If there is also unique complex sub-algebra associated with each point of space-time, one obtains one can assign to the tangent space-of space-time surface a point of CP2. This allows to realize M8-H duality (see this) as the number theoretic analog of spontaneous compactification (but involving no compactification) by assigning to a point of M4=M4× CP2 a point of M4× CP2. If the image surface is also quaternionic, this assignment makes sense also for space-time surfaces in H so that M8-H duality generalizes to H-H duality allowing to assign to given preferred extremal a hierarchy of extremals by iterating this assignment. One obtains a category with morphisms identifiable as these duality maps.
- Co-quaternionic/co-associative structure is conjectured for space-time regions of Euclidian signature and 4-D CP2 projection. In this case normal space of space-time surface is quaternionic/associative. A multiplication of the basis by preferred unit of basis gives rise to a quaternionic tangent space basis so that one can speak of quaternionic structure also in this case.
- Quaternionicity in this sense requires unique identification of a preferred time coordinate as imbedding space coordinate and corresponding slicing by 3-surfaces and is possible only in TGD context. The preferred time direction would correspond to real quaternionic unit. Preferred time coordinate implies that quaternionic structure in TGD sense is more specific than the QK structure in Euclidian regions.

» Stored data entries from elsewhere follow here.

PR #90, opened 2015-03-30
update tests to fix test suite to not be flaky

talevy:
Update tests to correctly unstub stubbing of ES clients
and other minor edits.

### DIFF
--- a/spec/outputs/elasticsearch_spec.rb
+++ b/spec/outputs/elasticsearch_spec.rb
@@ -486,8 +486,13 @@ describe "outputs/elasticsearch" do
         .any_instance.stub(:bulk).and_return(*resp)
       LogStash::Outputs::Elasticsearch::Protocols::NodeClient
         .any_instance.stub(:bulk).and_return(*resp)
-      LogStash::Outputs::Elasticsearch::Protocols::TransportClient
-        .any_instance.stub(:bulk).and_return(*resp)
+    end
+
+    def unmock_actions()
+      LogStash::Outputs::Elasticsearch::Protocols::HTTPClient
+        .any_instance.unstub(:bulk)
+      LogStash::Outputs::Elasticsearch::Protocols::NodeClient
+        .any_instance.unstub(:bulk)
     end
 
     ["node", "transport", "http"].each do |protocol|
@@ -526,6 +531,7 @@ describe "outputs/elasticsearch" do
           subject.receive(event2)
           subject.buffer_flush(:final => true)
           sleep(2)
+          unmock_actions
         end
 
         it "should raise exception and be retried by stud::buffer" do
@@ -557,6 +563,7 @@ describe "outputs/elasticsearch" do
           subject.receive(event2)
           subject.buffer_flush(:final => true)
           sleep(3)
+          unmock_actions
         end
         
         it "should retry actions with response status of 429" do
@@ -567,6 +574,7 @@ describe "outputs/elasticsearch" do
           subject.receive(event1)
           subject.buffer_flush(:final => true)
           sleep(3)
+          unmock_actions
         end
 
         it "should retry an event until max_retries reached" do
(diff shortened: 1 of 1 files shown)


purbon:
@talevy reviewing

purbon:
Most sure is not related with this, but wanted to know more:

If I run the test like ```bundle exec rspec -t elasticsearch``` having a local ES instance using the default cluster name (something to improve for sure in here as we recommend to change this name).

I get this error:

```
Failures:

  1) outputs/elasticsearch failures in bulk class expected behavior with protocol => http non-retryable errors like mapping errors (400) should be dropped and not be retried (unfortunetly)
     Failure/Error: insist { r["hits"]["total"] } == 0
     Insist::Failure:
       Expected 0, but got 2
     # ./spec/outputs/elasticsearch_spec.rb:610:in `(root)'
     # ./spec/outputs/elasticsearch_spec.rb:608:in `(root)'

Finished in 2 minutes 26.8 seconds
52 examples, 1 failure
```

can you educate me why do I get it?

- purbon

purbon:
One comment on using stub and any_instance, for now it works as we're still using a 2.x branch of rspec, however when we upgrade to 3.x.

According to https://relishapp.com/rspec/rspec-mocks/v/3-2/docs/old-syntax/any-instance: 

> any_instance is the old way to stub or mock any instance of a class but carries the baggage of a global > monkey patch on all classes. Note that we generally recommend against using this feature.

specifically, the ones that concern me the most about being not comfortable when seeing this are:

> Using this feature is often a design smell. It may be that your test is trying to do too much or that the 
> object under test is too complex. 
> It is the most complicated feature of rspec-mocks, and has historically received the most bug reports. > (None of the core team actively use it, which doesn't help.)

spec/outputs/elasticsearch_spec.rb
```diff
@@ -486,8 +486,13 @@ def mock_actions_with_response(*resp)
         .any_instance.stub(:bulk).and_return(*resp)
       LogStash::Outputs::Elasticsearch::Protocols::NodeClient
         .any_instance.stub(:bulk).and_return(*resp)
-      LogStash::Outputs::Elasticsearch::Protocols::TransportClient
-        .any_instance.stub(:bulk).and_return(*resp)
+    end
+
+    def unmock_actions()
```
purbon: This might very necessary in here, usually stub scope is:

```
Doubles, stubs, and message expectations are all cleaned out after each
example. This ensures that each example can be run in isolation, and in any
order.
```

but I actually always found tricky to discover the right scope for mock of this kind. My best guess in here is that their scope is the context, so that is why in the way you want to use them you need to unstub them, and there is actually no shame on doing that way.

However we might try to refactor this test, or also including the plugin code, to now need this kind of constructs anymore. I for example wonder why do we need to mock the TransportClient, NodeClient and the HTTPClient if we might be only using one of them, for example.

purbon: Until doing a more detailed knowledge finding, the best resource about scoping I could find is https://github.com/rspec/rspec-mocks/blob/master/features/basics/scope.feature

spec/outputs/elasticsearch_spec.rb
```diff
@@ -597,6 +612,12 @@ def mock_actions_with_response(*resp)
         end
 
         it "successful requests should not be appended to retry queue" do
+          # insist indices are empty
+          Stud::try(10.times) do
+            r = @es.search
+            insist { r["hits"]["total"] } == 0
```
purbon: Why not moving out of insist as we did in core? we can do most of this expectations by simply using the expect rspec method.

talevy: I agree with you, but, I would like to have it be consistent across the file for now. once we fix the flakiness. I will go ahead and make PR to `s/insist/expect`

spec/outputs/elasticsearch_spec.rb
talevy: I see. so then my issue is probably that I was stubbing out both the TransportClient and NodeClient. I believe something was conflicting. That is why the TransportClient stubbing is deleted

talevy:
Closing in favor of #97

- The basis of induced octonionic imaginary unit allows to identify quaternionic imaginary units linearly related to the corresponding units defined by tri-bein vectors. Note that the multiplication of octonionic units is replaced with multiplication of antisymetric tensors representing them when one assigns to the quaternionic structure potential QK structure. Quaternionic structure does not require Kähler structure and makes sense for both signatures of the induced metric. Hence a consistency with QK and its possible analog in Minkowskian regions is possible.
- The selection of the preferred imaginary quaternion unit is necessary for M8-H
correspondence. This selection would also define the twistor structure. For quaternion-Kähler manifold this unit would be covariantly constant and define Kähler form - maybe as the induced Kähler form.
- Also in Minkowskian regions twistor structure requires a selection of a preferred imaginary quaternion unit. Could the induced Kähler form define the preferred imaginary unit also now? Is the Hamilton-Jacobi structure consistent with this?
Hamilton-Jacobi structure involves a selection of 2-D complex plane at each point of space-time surface. Could induced Kähler magnetic form for each 3-slice define this plane? It is not necessary to require that 3-D Kähler form is covariantly constant for Minkowskian regions. Indeed, massless extremals representing analogs of photons are characterized by local polarization and momentum direction and carry time-dependent Kähler-electric and -magnetic fields. One can however ask whether monopole flux tubes carry covariantly constant Kähler magnetic field: they are indeed deformations of what I call cosmic strings (see this) for which this condition holds true?